Em outras palavras, o que os governos gastam em vacinas pode se pagar muitas vezes. O Fundo defende fortemente os gastos com educação, também, para compensar a aprendizagem perdida na pandemia e ajudar os trabalhadores a lidar com as mudanças estruturais daqui para frente.

Os economistas das instituições multilaterais às vezes parecem intensamente calmos sobre os gastos deficitários maciços dos países ricos. O FMI tem uma visão positiva do gigantesco pacote de resgate de US$ 1,9 trilhão do presidente dos EUA, Joe Biden.

Como outros analistas, ele espera que a renda nacional dos EUA seja maior no próximo ano do que o esperado antes da pandemia. E vê o estímulo insuficiente da demanda como tendo custos permanentes: países cujos governos gastam menos dinheiro sofrerão mais “cicatrizes” que reduzem o potencial produtivo de longo prazo.

Paralelamente a tudo isso, o FMI continua a pregar a prudência, mas isso significa algo muito diferente do que significa há uma década, muito menos que uma geração atrás. Surpreendentemente, o Fundo endossa “contribuições de recuperação” – o que outros podem chamar de sobretaxas de solidariedade temporárias – de indivíduos ricos e lucros corporativos inesperados. A mensagem da antiga sede do “neoliberalismo” é que para tornar as finanças públicas sustentáveis, os ricos e aqueles que lucraram com a pandemia devem contribuir mais para a causa comum.

O FMI chegou a sugerir que os países ricos poderiam considerar impostos sobre a riqueza líquida, aparentemente ecoando os senadores de esquerda Elizabeth Warren e Bernie Sanders.

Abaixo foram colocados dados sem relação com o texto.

PR #136, opened 2020-11-11
feat(cas): Add API endpoint for fetching the CAIP-2 chainid being used

stbrody:


src/services/blockchain/__tests__/eth-bc-service.test.ts
```diff
@@ -40,22 +40,19 @@ describe('ETH service',  () => {
   });
 
   test('should connect to local ganache server', async () => {
-    try {
-      await ethBc.connect();
-    } catch (err) {
```
stbrody, line 45: @simonovic86 let me know if these try-catch blocks are actually important, but best as I could tell they were just swallowing information about test failures unnecessarily.

stbrody:
I tested this manually using `curl` against the new endpoint, but I didn't see a way to test API endpoint programmatically.  Is it there and I missed it?  If not, I can add a story to our testing epic to add better CAS integration testing, which we could hopefully get to during our Clay hardening phase.  @simonovic86

oed (approved):
Would be nice to have the endpoints documented in the readme.

src/controllers/request-controller.ts
```diff
@@ -117,7 +117,7 @@ export default class RequestController implements Contextual {
   }
 
   @Post()
-  private async create(req: ExpReq, res: ExpRes): Promise<ExpRes<any>> {
+  private async createRequest(req: ExpReq, res: ExpRes): Promise<ExpRes<any>> {
```
simonovic86, line 120: why renaming it to `createRequest`? I guess it's obvious since it's in the `RequestController`.

src/services/anchor-service.ts
```diff
@@ -101,6 +101,10 @@ export default class AnchorService implements Contextual {
     this.requestService = context.lookup('RequestService');
   }
 
+  public async getChainId(): Promise<string> {
```
simonovic86, line 104: Why is this method in the `AnchorService`? You can get the value in the controller from the `BlockchainService`, right?

src/services/blockchain/__tests__/eth-bc-service.test.ts
simonovic86: it's better to remove the `try-catch` 👍

simonovic86 (commented):
@stbrody added a couple of comments

simonovic86:
> I tested this manually using `curl` against the new endpoint, but I didn't see a way to test the new API endpoint programmatically. Is it there and I missed it? If not, I can add a story to our testing epic to add better CAS integration testing, which we could hopefully get to during our Clay hardening phase. @simonovic86

There are no tests for the endpoints still, but feel free to add them 🙂

src/services/anchor-service.ts
stbrody: I guess I would have thought that would be a layering violation?  I had assumed that the BlockchainService would be an implementation detail of the AnchorService.  Currently I don't believe there are any places that access the BlockchainService outside of the AnchorService, so this would be the first.

Anyway I don't feel super strongly about this, if you prefer to get rid of this method and use the blockchain service from `ServiceInfoController` directly I can do that.

stbrody: New version accesses the blockchain service directly

stbrody:
New version up that caches the chainId at startup and errors if it changes over the process lifetime.

simonovic86 (approved):
lgtm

As preocupações com a desigualdade estavam por toda parte nas reuniões de primavera. O principal desafio de política que o FMI escolheu destacar foi “administrar recuperações divergentes” – entre países e entre grupos dentro dos países – devido à pandemia, e na nova normalidade, à medida que as economias se recuperam dela.

Nos anos 90, era um truísmo afirmar que o consenso de Washington refletia as prioridades alinhadas de dois Distritos de Columbia: as instituições internacionais sediadas lá e o governo dos EUA – com o último em um grau significativo impulsionando o primeiro.

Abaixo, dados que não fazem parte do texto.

PR #137, opened 2020-11-12
CAS Transactions

simonovic86:
* refactor CAS to use TypeOrm repositories with CLS enabled for transactions
* add test on Ethereum transaction fail and check for requests
    * they will be picked up again upon `expiration` time
* add simple retry mechanism for Ethereum transactions
* use provider from `ethers.js` to estimate Gas price and limit


src/repositories/anchor-repository.ts
```diff
@@ -0,0 +1,39 @@
+import { EntityRepository, InsertResult } from "typeorm";
+import { BaseRepository } from "typeorm-transactional-cls-hooked";
+
+import Context from "../context";
+import Contextual from "../contextual";
+import { Anchor } from "../models/anchor";
+import { Request } from "../models/request";
+
+@EntityRepository(Anchor)
+export default class AnchorRepository extends BaseRepository<Anchor> implements Contextual {
```
stbrody, line 10: Can we add a comment describing what this class is for?  I believe these new repository classes are all about encapsulating the logic for talking to the postgres database that durably stores requests, right?

src/repositories/request-repository.ts
```diff
@@ -0,0 +1,80 @@
...
+import { BaseRepository } from 'typeorm-transactional-cls-hooked';
+
+import Context from "../context";
+import Contextual from "../contextual";
+import { Request, RequestUpdateFields } from "../models/request";
+import { RequestStatus } from "../models/request-status";
+import { config } from "node-config-ts";
+
+@EntityRepository(Request)
+export default class RequestRepository extends BaseRepository<Request> implements Contextual {
```
stbrody, line 12: ditto re: adding a comment.  It's not immediately clear to me what data lives in the RequestRepository and what data lives in the AnchorRepository, so it'd be nice if the comments for these classes could clarify that as well

stbrody (commented):
CAS Transactions is pretty vague as a commit message.  Can you update it to something a bit more descriptive of what is actually changing here?  Is there a github story that this can be linked to that explains the changes?

simonovic86:
> CAS Transactions is pretty vague as a commit message. Can you update it to something a bit more descriptive of what is actually changing here? Is there a github story that this can be linked to that explains the changes?

@stbrody have you read the PRs description, pls? I think it should be pretty clear what changes are there.

src/controllers/internal-controller.ts
```diff
@@ -0,0 +1,47 @@
...
+import Context from '../context';
+import AnchorService from '../services/anchor-service';
+import Contextual from '../contextual';
+import RequestService from '../services/request-service';
+
+import type { Response } from "express-serve-static-core";
+
+@Controller('api/v0/internal')
+@ClassMiddleware([cors()])
+export default class InternalController implements Contextual {
```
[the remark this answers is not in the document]
simonovic86: I removed this controller.

src/repositories/anchor-repository.ts
simonovic86: It should be pretty explanatory what TypeORM repositories are. Here's the [link](https://typeorm.io/#/custom-repository) for more information.

I decoupled database handling logic from the services layer by using repositories. This is not related to the postgres database only since TypeORM provides the same interface for other providers as well.

src/repositories/request-repository.ts
simonovic86: It's pretty straightforward to conclude what data "lives" in repositories by looking at the `@EntityRepository(Entity)` annotation. Here's the [link](https://typeorm.io/#/custom-repository) for more information.

src/context.ts
```diff
@@ -20,21 +21,26 @@ export default class Context {
...
+            // get default exported class
+            // eslint-disable-next-line @typescript-eslint/no-var-requires
+            const clazz = require(absFilename).default;
+            this.register(new clazz());
+          } catch (e) {
+            // do nothing
+          }
         }
+      } else {
+        // @ts-ignore
```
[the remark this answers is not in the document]
simonovic86: I removed it.

src/services/blockchain/ethereum/ethereum-blockchain-service.ts
```diff
@@ -41,42 +43,83 @@ export default class EthereumBlockchainService implements BlockchainService {
     }
```
oed, line 43: At some point we'd likely want to not just use the default provider and explicitly use Infura or similar.

src/services/blockchain/ethereum/ethereum-blockchain-service.ts
```diff
@@ -41,42 +43,83 @@ export default class EthereumBlockchainService implements BlockchainService {
...
-        gasLimit: +config.blockchain.connectors.ethereum.gasLimit,
-        gasPrice: BigNumber.from(config.blockchain.connectors.ethereum.gasPrice),
-      });
+    let { overrideGasConfig } = config.blockchain.connectors.ethereum;
+    if (typeof overrideGasConfig === "string") {
+      overrideGasConfig = overrideGasConfig as string === 'true'
     }
+    if (!overrideGasConfig) {
+      txData.gasPrice = await this.provider.getGasPrice();
+      logger.Info('Estimated Gas price: ' + txData.gasPrice.toString());
```
oed, line 75: This needs to happen inside of the retry loop. Otherwise we could run into trouble when resubmitting and the gasPrice has increased.

oed (changes requested):
mostly just looked at the transaction submitting logic.

src/services/blockchain/ethereum/ethereum-blockchain-service.ts
oed: err, see the lines just above this.

src/context.ts
```diff
@@ -20,21 +21,25 @@ export default class Context {
...
-          const clazz = require(absFilename).default;
-          this.register(new clazz());
-        } catch (e) {
-          // do nothing
+  public async build(...paths: (Contextual | string)[]): Promise<void> {
+    for (const elem of paths) {
+      if (typeof elem === 'string') {
+        const filenames: string[] = await Utils.listDir(path.resolve(__dirname, elem));
+        for (const absFilename of filenames) {
+          if (absFilename.endsWith('.map') || absFilename.endsWith('.test.ts')) {
```
PaulLeCam, line 29: If I understand correctly this logic attempts to load files from the filesystem and instantiate classes based on them?
This seems pretty unsafe, especially using this kind of logic to filter files out, for example just adding a `.gitignore` file in one of these folders would break it, no?

src/repositories/anchor-repository.ts
```diff
@@ -0,0 +1,39 @@
...
+
+  setContext(context: Context): void {}
```
PaulLeCam, line 12: It is expected this is a no-op? Seems strange to me to have a class implement an interface with no apparent use for it?

src/repositories/request-repository.ts
```diff
@@ -0,0 +1,80 @@
...
+
+  setContext(context: Context): void {}
+
+  /**
+   * Create/updates client request
+   * @param request - Request
+   */
+  public async createOrUpdate(request: Request): Promise<Request> {
+    return this.manager.getRepository(Request).save(request);
```
PaulLeCam, line 21: I'm not familiar with `typeorm-transactional-cls-hooked` but using a regular TypeORM repository, I think this could be simply `this.save(request)`.

src/repositories/request-repository.ts
```diff
@@ -0,0 +1,80 @@
...
+        })
+      .getMany();
+  }
+
+  /**
+   * Creates new client request
+   * @param cid: Client request CID
+   */
+  public async findByCid(cid: CID): Promise<Request> {
+    return await this.manager.getRepository(Request)
```
PaulLeCam, line 75: `await this.findOne({ cid: cid.toString() })`?

src/services/blockchain/ethereum/ethereum-blockchain-service.ts
simonovic86: 👍

src/services/blockchain/ethereum/ethereum-blockchain-service.ts
simonovic86: yep, makes sense 👍

src/context.ts
simonovic86: I guess it will not fail. Pls look at the lines beneath:

```javascript
         try {
            // get default exported class
            // eslint-disable-next-line @typescript-eslint/no-var-requires
            const clazz = require(absFilename).default;
            this.register(new clazz());
          } catch (e) {
            // do nothing
          }
```

src/repositories/anchor-repository.ts
simonovic86: The idea is that only `Contextual` instances will be available in the `Context` for dependency lookup.

src/repositories/request-repository.ts
simonovic86: I'm explicitly getting the `manager` because of it. I guess this is not an issue, right?

src/repositories/request-repository.ts
simonovic86: Same as above.

src/repositories/anchor-repository.ts
stbrody: Maybe I just have a greater preference towards commenting than you do.  Personally I'm of the opinion that just about any class with actual logic in it should have a comment describing what it's responsible for.  If someone's new to this codebase and trying to figure out what this class does, they could see that AnchorRepository extends BaseRepository and implements Contextual, look up Contextual and eventually realize that just means its a singleton owned by the Context object, look up BaseRepository and see that it's imported from the 'typeorm' library, look up the typeorm library, find the documentation, and then realize that this is an ORM class for encapsulating database access logic, presumably for managing the persisted state related to "Anchors".  Or there could be a one sentence comment that just says that and saves them the effort.

I don't believe that someone who's trying to understand this codebase should be required to understand all the libraries that it is built on before they can even begin to start making sense of it.

src/repositories/anchor-repository.ts
stbrody: I think this could be helped by a more descriptive comment for the Contextual interface that clarifies that instances are global singletons managed by the Context object.

src/repositories/request-repository.ts
stbrody: Well, I already spoke above about my feelings on requiring an understanding of all imported libraries in a file in order to understand the code in the file itself, but that actually wasn't what I was even trying to get at with this comment as I had already brought that up above.  Apologies for not being clearer about the difference between I was getting at with this comment vs what I was saying above!  

With this comment I was trying to actually point to ambiguity not around what TypeORM is or is doing, but around what the `Request` and `Anchor` objects represent.  They are ORM Model objects that can be serialized/reconstructed from the database, but what's missing imo is a description of what concept in our code they actually represent.  My understanding is that when the request-controller's 'create' endpoint is activated, a `Request` object is created and persisted into the database.  It then seems that when we periodically perform an anchor, we query for pending Requests from the database and build up `Anchor` objects that in turn get persisted to the database.  It would be good for these basic descriptions of how these objects are used and what they represent to be written down somewhere, presumably in some combination of comments on the `Request` and `Anchor` classes, and comments on the `RequestRepository` and `AnchorRepository` classes.  
Additionally, some other questions that would be nice to answer in such comments would include:
* What's the relationship between a `Request` and an `Anchor`?  Are they one-to-one, or does one `Anchor` record contain information about all the `Requests` that got bundled into a single merkle tree anchor blockchain transaction?
* What's the relationship between an `Anchor` record and the anchor transactions that get created against the blockchain?  Are the `Anchor` records persisted to the database before or after the corresponding transactions are submitted on chain?
* What is the lifetime of both of these records?  Are they garbage collected ever, or do they live in the database forever in a 'complete' state?

Overall I just feel like more comments explaining the workflow, lifecycle, and relationship between the various objects, concepts, and services that are used, implemented, or interacted with in this repository would make it much easier for someone new to get up to speed on this code base.

src/repositories/request-repository.ts
```diff
@@ -0,0 +1,80 @@
...
+    return this.manager.getRepository(Request)
+      .createQueryBuilder()
+      .update(Request)
+      .set(fields)
+      .whereInIds(ids)
+      .execute();
+  }
+
+  /**
+   * Gets all requests by status
```
stbrody, line 52: How about something like:
"Gets all requests in need of processing.  Requests that need processing are Requests that have been received but have never had anchor requests submitted for them, as well as Requests that have been waiting to be successfully anchored for longer than 'expirationPeriod'"

src/repositories/anchor-repository.ts
stbrody: > > CAS Transactions is pretty vague as a commit message. Can you update it to something a bit more descriptive of what is actually changing here? Is there a github story that this can be linked to that explains the changes?
> 
> @stbrody have you read the PRs description, pls? I think it should be pretty clear what changes are there.

Oops, I missed that first comment.  My bad, sorry about that!

stbrody (commented):
Thanks for responding to my initial comments!  Some additional suggestions and clarifications about my previous comments included inline

src/repositories/request-repository.ts
simonovic86: I get what you're saying. Can we open another story (or stories) for CAS comments and documentation since this PR is blocked and it actually solves another set of problems which are really urgent and need to happen in this sprint?

src/services/blockchain/ethereum/ethereum-blockchain-service.ts
```diff
@@ -41,42 +43,85 @@ export default class EthereumBlockchainService implements BlockchainService {
...
-        gasLimit: +config.blockchain.connectors.ethereum.gasLimit,
-        gasPrice: BigNumber.from(config.blockchain.connectors.ethereum.gasPrice),
-      });
+    let { overrideGasConfig } = config.blockchain.connectors.ethereum;
+    if (typeof overrideGasConfig === "string") {
+      overrideGasConfig = overrideGasConfig as string === 'true'
     }
+    if (overrideGasConfig) {
+      txData.gasPrice = BigNumber.from(config.blockchain.connectors.ethereum.gasPrice);
+      logger.Info('Overriding Gas price: ' + txData.gasPrice.toString());
```
oed, line 75: Not sure why you have this if statement both outside and inside of the while loop. I think you should be able to remove it from here.

oed (approved):
Looks good, just one nitpick

src/services/blockchain/ethereum/ethereum-blockchain-service.ts
simonovic86: The first one is just to override it from `config` and to do it just once. The one inside the while loop is if we're not overriding it from `config` but estimating it and it needs to happen on every fail, right?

Esse alinhamento permanece. Os apelos multilaterais para o retorno de um papel de Estado ativista se encaixam na ambição de Biden de emular as reformas do New Deal de Franklin Roosevelt.

Mas é difícil argumentar hoje que o FMI e o Banco Mundial simplesmente repetem as preferências dos EUA, mesmo que estar na mesma página que seu maior acionista torne a vida mais fácil. A mudança no pensamento da comunidade de política econômica internacional é anterior à do governo dos Estados Unidos.

E o relacionamento pode fluir para os dois lados. A Casa Branca não recebe instruções das instituições multilaterais localizadas a alguns quarteirões da cidade a oeste. Mas não faz mal a Biden que os guardiões globais da ortodoxia econômica tenham endossado o programa mais radical dos Estados Unidos em gerações, especialmente quando alguns americanos estão se engajando em fogo amigo.

A política é a arte do possível – mas o que é possível muitas vezes é determinado pelo que é concebível. O novo consenso de Washington pode ser tão politicamente poderoso quanto o antigo.